4. Set a max-page safety limit (default: 20) to prevent infinite loops.
5. Log total items collected vs expected count if available.

B. Patch the System Prompt (for prompt ambiguity or missing guidance)

Write a short addendum to the system prompt that addresses the gap. Keep patches minimal — one paragraph per issue. Format:

## Prompt Patch: [Issue]
Append to system prompt:
> When [specific situation], always [specific action] because [reason].

C. Add a Knowledge Entry (for factual gaps or learned heuristics)

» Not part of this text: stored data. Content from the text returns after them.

PR #28897, opened 2026-07-13
Clarified type for fetchActiveByWorkspaceModelId

tdraier:
## Description

fetchActiveByWorkspaceModelId cannot return null/undefined as it was described in the type - this lead to invalid/dead code while testing if subscription is null. "No subscription" is actually always "FREE_NO_PLAN"

## Tests

locally

## Risk

low

## Deploy Plan

deploy front


tdraier:

- #28897 ◀

PopDaph (approved):
🙏🏻

PR #28898, opened 2026-07-13
Include the provider in the cache diagnostics key

flvndvd:
## Description

The prompt-cache diagnostics chain stores the previous response id in Redis keyed by conversation and agent. With the recent addition of tweaking model mid-flight in the conversation we need to account for this, as the next request could send a response id issued by a different provider, which is invalid and would failed the whole API call. This adds the provider to the key so a provider switch simply starts a fresh chain. The model itself is deliberately not part of the key: providers already detect model changes across consecutive requests and reports them in the diagnostics payload, so keeping the chain across model switches is exactly what lets us observe them.


flvndvd:
PMRR.

PR #28902, opened 2026-07-13
Eagerly load more file-related tools

flvndvd:
## Description

See thread [here](https://dust4ai.slack.com/archives/C0BCDAL5ZTM/p1783933116421429).

This PR eagerly loads a few more tools as part of the default set of tools available to the model. Those are part of the most frequently searched/used.


aubin-tchoi (approved):
LGTM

Record a reusable insight as a knowledge entry:

{
  "id": "know-001",
  "category": "experiment_design",
  "insight": "Synthetic benchmarks with <100 samples produce high-variance results. Always use ≥500 samples or report confidence intervals.",
  "source": "observation OBS-3 from batch 2",
  "confidence": 0.85
}

D. Do Nothing (if observation is a one-off, severity is cosmetic, or the fix would be too broad / risky)

4. Gate (Validate)

Before accepting any mutation, check:

Specificity: Does it target the observed failure without being so broad it could cause regressions elsewhere?
Testability: Could you verify this mutation helps by re-running the failed tasks?
Blast radius: How much of the agent's behavior does this change? Prefer small, targeted mutations over large rewrites.
Consistency: Does it contradict existing skills or prompt guidance?

If a mutation fails the gate, either refine it or discard it. Explain your reasoning to the user.

5. Reload (Apply and Record)

Present the accepted mutations to the user. For each:

State what changed and why
Show the artifact (skill file, prompt patch, knowledge entry)
Suggest where to place it in the project

For AutoResearchClaw projects, recommended locations:

Artifact	Location
Evolved skill	`.claude/skills/evolved/<skill-name>/SKILL.md`
Prompt patch	Append to `prompts.default.yaml` or custom prompts file
Knowledge entry	`docs/kb/evolved_knowledge/<id>.json`
Observation log	`evolution/observations/<batch>.md`

Keep a running version log so the user can track what evolved and when:

## Evolution Log
- evo-1 (2026-03-30): Generated `api-pagination-handler` skill from OBS-1
- evo-2 (2026-03-30): Prompt patch for citation format from OBS-4

Usage with AutoResearchClaw

This skill maps to ARC's pipeline stages:

ARC Stage	Evolution Role
12 EXPERIMENT_RUN	Source of Solve artifacts
13 ITERATIVE_REFINE	Main Observe + Evolve trigger point
15 RESEARCH_DECISION	Natural Gate — PROCEED = accept, REFINE = retry
18 PEER_REVIEW	Additional Observe signal for writing quality

When the user says "evolve my research pipeline" or similar:

Ask which run to analyze (or find the latest
```
artifacts/rc-*/
```
)
Run the Observe step on experiment outputs + review feedback
Propose mutations targeting the weakest pipeline stages
Generate skill files that ARC can load via
```
.claude/skills/
```

Anti-Patterns

Do NOT:

Generate vague, generic skills ("always be careful", "check your work")
Propose mutations for one-off errors that won't recur
Rewrite the entire system prompt — patch it surgically
Generate more than 3 skills per evolution cycle (quality over quantity)
Mutate tool code unless the user explicitly asks for it

Relationship to MetaClaw

If AutoResearchClaw has MetaClaw enabled (

metaclaw_bridge.enabled: true

), evolved skills from this process can be placed in

~/.metaclaw/skills/arc-*/

so MetaClaw injects them into future runs automatically. The two systems are complementary:

A-Evolve skill: Deep, targeted mutation from structured observation
MetaClaw lesson: Broad pattern captured from pipeline warnings/errors

Both can coexist. Skills generated here are higher-precision; MetaClaw lessons are higher-recall.